Bank of Cyprus has € 1.6 bln cush­ion af­ter cap hike

Financial Mirror (Cyprus) - - FRONT PAGE -

Bank of Cyprus now has cush­ion of EUR 1.6 bln af­ter the re­cent cap­i­tal in­crease of EUR 1.1 bln, con­tin­ued cost­cut­ting and cash­ing in on some EUR 950 mln the govern­ment owed it af­ter ab­sorb­ing the now de­funct Laiki Pop­u­lar Bank and be­ing bur­dened with its bailout obli­ga­tions.

Group Fi­nance Direc­tor Chris­takis Pat­salides said that ad­di­tional money raised from a fu­ture cov­ered bond is­sue of about EUR 1 bln will go to­wards pay­ing down the emer­gency liq­uid­ity as­sis­tance (ELA) obli­ga­tions to the Euro­pean Cen­tral Bank.

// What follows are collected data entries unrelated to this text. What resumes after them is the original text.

PR #338, opened 2021-12-13
Drop Python 3.6 support

miguelsousa:
These changes,
- Make Python 3.7+ the minimum supported version
- Drop Python 3.6 wheels
- Add `arm64` wheels for macOS
- Make the `build_wheels` job into a separate GH workflow
- Make various updates and enhancements to all GH workflow files
- Update `lxml` and `fonttools` to the latest versions

I also tried to add testing and wheel-building for Python 3.10, but ran into `tox` shenanigans, so decided to bail on that. The wheels probably build just fine (didn't confirm though), but didn't think it was a good idea to add them to the release without having a guarantee that the tests pass on Python 3.10.


miguelsousa:
The **build_wheels** job was not supposed to run, so I canceled it.

josh-hadley (approved):
LGTM, thanks for the updates. We'll investigate the `tox` setup more and try to figure out what's going on there with 3.10.

PR #344, opened 2021-12-26
make otfFont.py not invoke tx with `-std`

tkacvins:
Simple change to make psautohint not assume `StandardEncoding`


tkacvins (commented):
This won't work if the input `PFA` `StandardEncoding`.  The resulting `PFA` from running `psautohint` has an `/Encoding` of pure `/.notdef`s

tkacvins:
Fixes an edge case, but does not take into account the general cases

PR #348, opened 2022-01-17
Remove tox dependency. Add Python 3.10 support

miguelsousa:
By removing **tox** it makes it more onerous for a developer to run the tests on a multitude of Python environments locally. On the other hand, removing tox streamlines our test-config setup, and makes it easier (and faster!) to run the tests on different Python+OS configurations through the GitHub Actions CI.

The CI workflow now runs faster ([9min](https://github.com/adobe-type-tools/psautohint/actions/runs/1706614735) vs. [14min](https://github.com/adobe-type-tools/psautohint/actions/runs/1698661828)) because code coverage was always on.

The Python 3.10 wheels are built in a separate step from the Python 3.7—3.9 wheels because [the `manylinux1` image does not support CPython 3.10](https://github.com/pypa/manylinux/issues/994).


alerque:
Ditching tox is a great thing for distro packagers. Upstream suites that cater to tox and/or other isolation techniques make it really hard to test code in the context of a distribution package — which for us is what matters.

alerque (approved):

josh-hadley (approved):
Thank you @miguelsousa !

Issue #302, opened 2021-04-26
flattenBlends should test on empty incoming list


typemytype:
blue values or V/H stem list could be empty

https://github.com/adobe-type-tools/psautohint/blob/master/python/psautohint/otfFont.py#L1015

```traceback
...
python3.7/psautohint/otfFont.py", line 1015, in flattenBlends
IndexError: list index out of range
```

typemytype:
this happens when fe blues are set but no otherBlues

iterumllc:
This should be fixed in the 'pyport' branch.

frankrolf:
It’s hard to find that branch without a link @skef ;-)

skef:
Refactored in otfautohint in afkdo

PR #395, opened 2022-11-25
simple test if incoming list is not empty

typemytype:
fixing #302


frankrolf:
Frederik and I had a discussion about this – while we understand that many bugs are fixed in https://github.com/iterumllc/psautohint/tree/pyport, some small bugfixes could still make it into the main branch here (which is embedded in RoboFont)

skef:
Seems fine to me.

Any chance of moving some of the booleanOperations stuff forward while we're looking at things?

skef (approved):
lgtm

skef:
This was never merged and has been superseded by otfautohint in the main afdko repository.

PR #316, opened 2024-01-16
DE-743 | MDI/ZKD Indexes

aMahanna:
Internal discussions have established that an `mdi` index is an alias for a `zkd` index, similar to the `hash` index & `persistent` index situation.

Given that python-arango never had support for `zkd` index creation, this PR introduces both `add_zkd_index` and `add_mdi_index`

i.e
- MDI (>=3.12)
- ZKD (<3.12)

Ref: https://docs.arangodb.com/3.12/index-and-search/indexing/working-with-indexes/multi-dimensional-indexes/

Happy to address this in another way, perhaps there's no need for 2 methods?

### DIFF
--- a/tests/conftest.py
+++ b/tests/conftest.py
@@ -134,7 +134,7 @@ def pytest_configure(config):
     global_data.username = username
     global_data.password = password
     global_data.db_name = tst_db_name
-    global_data.db_version = version.parse(db_version)
+    global_data.db_version = version.parse(db_version.split("-")[0])
     global_data.sys_db = sys_db
     global_data.tst_db = tst_db
     global_data.bad_db = bad_db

In any case, the bank will now have am­ple funds to over­come the EU-wide stress tests of some 128 sys­temic Eu­ro­zone banks in Oc­to­ber.

“With Com­mon Eq­uity Tier 1 ra­tio amount­ing to 15.1%, sig­nif­i­cantly above the min­i­mum re­quired by (bank­ing) su­per­vi­sors which is 8%, we have cre­ated a cap­i­tal buf­fer amount­ing at EUR 1.6 bln”, Pat­salides told the state-run Cyprus News Agency in an in­ter­view.

He said that given the cur­rent risk pro­file of the bank, the qual­ity of the loan port­fo­lio and the bank’s re­duced ex­po­sure abroad, there is a sig­nif­i­cant cap­i­tal buf­fer to ab­sorb un­ex­pected losses or shocks.

The se­nior of­fi­cial of the Group noted that af­ter the com­ple­tion of the first phase of the share cap­i­tal in­crease with a pri­vate place­ment of EUR 1 bln in fresh cap­i­tal to ex­ist­ing and in­sti­tu­tional in­vestors, the ex­ist­ing share­hold­ers hold 53% of the bank, while new share­hold­ers the re­main­ing 47%.

The per­cent­age of for­mer “legacy” Laiki Bank is pro­jected to fall to around 10% from 18%, while in­ter­na­tional in­vestors in­tro­duced by bil­lion­aire Wilbur Ross will hold a share of 19%.

These per­cent­ages are ex­pected to change with the com­ple­tion of Phase 2 of share cap­i­tal in­crease, where up to 20% of the shares of Phase 1 will be al­lo­cated to ex­ist­ing share­hold­ers, as part of the “claw­back” process.

Ross heads a group of in­vestors who have pumped in EUR 400 mln, while the EU-owned Euro­pean Bank for Re­con­struc­tion and Devel­op­ment (EBRD) a fur­ther EUR 120 mln.

Pat­salides said the in­crease in share cap­i­tal also paves the way for bor­row­ing from the debt mar­kets, which will help the bank to re­place the ELA with con­ven­tional fi­nan­cial in­stru­ments, such as bonds and de­posits, while im­prov­ing the trust of the de­pos­i­tors in the bank

“It is not a co­in­ci­dence that the in­ter­na­tional rat­ing agen­cies have seen pos­i­tively this in­crease and is ex­pected to grad­u­ally up­grade the credit rat­ing of the Bank, some­thing that re­duces the cost of bor­row­ing from the mar­kets,” he said.

Moody’s said that the cap­i­tal in­crease will im­prove the bank’s liq­uid­ity and its fi­nan­cial po­si­tion and that it will in­crease in­vestor con­fi­dence and pos­si­bly open up other fund­ing prospects.